Records to use -
PR #1133, opened 2025-10-01
Refactoring to change strings into block strings

### LINKED ISSUE #1119: Code action: convert inline strings to block (and vice versa)

Our deployments (uncontrollably) convert block strings to long inline strings. When editing the resulting files in the live server, it would be great to be able to reliably convert them back to a block string.

Wrapping long lines to folded scalars would be welcome as well.

Given 

```
field: "<1000 word novel>"
```

If the cursor is in the string, invoking code actions should present two options:
* convert to block scalar
* convert to flow scalar

Because I assume that sometimes the opposite would be desirable:
```
field: |
  <100 lines of prose>
```

If the cursor is in the string, code actions should include:
* convert to inline scalar

A series of search and replace? Very carefully editing the string without changing it.

datho7561:
### What does this PR do?
Adds two refactorings that change inline strings (i.e. ~~unquoted~~, single quoted, double quoted) into block strings. One for folded block string and one for literal block string.

eg. if you have the following

```yaml
root: "value1\value2"
```

There are two refactoring actions so that it can be turned into

```yaml
root: >-
  value1

  value2
```

or

```yaml
root: |-
  value1
  value2
```

Fixes #1119

### Is it tested? How?
- [x] Unit tests

### DIFF
--- a/test/yamlCodeActions.test.ts
+++ b/test/yamlCodeActions.test.ts
@@ -865,5 +865,28 @@ animals: [dog , cat , mouse]  `;
       const result = actions.getCodeAction(doc, params);
       expect(result).to.have.length(0);
     });
+    it('process block string conversion only til closing quote', function () {
+      const docContent =
+        'longline: "ine1thisisaverylonglinethisisaverylonglineine1thisisaverylonglinethisisaverylongline"\n\n# a line';
+      const doc = setupTextDocument(docContent);
+      const params: CodeActionParams = {
+        context: CodeActionContext.create([]),
+        range: Range.create(Position.create(0, 11), Position.create(0, 12)),
+        textDocument: TextDocumentIdentifier.create(TEST_URI),
+      };
+      const actions = new YamlCodeActions(clientCapabilities);
+      const result = actions.getCodeAction(doc, params);
+      expect(result).to.have.length(1);
+      const edit0: WorkspaceEdit = {
+        changes: {},
+      };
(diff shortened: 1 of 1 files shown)


datho7561:
@nyarly if you have time, do you mind trying this out to see if it works well for you? I think it's mostly working, but there might be some edge cases I haven't considered.

If you need help getting the project set up, free free to ask about that.

fbricon:
You get as many code action pairs as there are new lines in string literals

Screenshot 2025-12-02 at 16 35 40

datho7561:
> You get as many code action pairs as there are new lines in string literals

Should be fixed, I wasn't checking against the cursor position/selection range so I was suggesting all potential string conversions in the document.

nyarly:
@datho7561 Let me see about getting this set up

shin19991207:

Required action -
Reproduce the lines of the records exactly, from the first one through the line that contains "to flow scalar".

Reply to the exercise -
PR #1133, opened 2025-10-01
Refactoring to change strings into block strings

### LINKED ISSUE #1119: Code action: convert inline strings to block (and vice versa)

Our deployments (uncontrollably) convert block strings to long inline strings. When editing the resulting files in the live server, it would be great to be able to reliably convert them back to a block string.

Wrapping long lines to folded scalars would be welcome as well.

Given 

```
field: "<1000 word novel>"
```

If the cursor is in the string, invoking code actions should present two options:
* convert to block scalar
* convert to flow scalar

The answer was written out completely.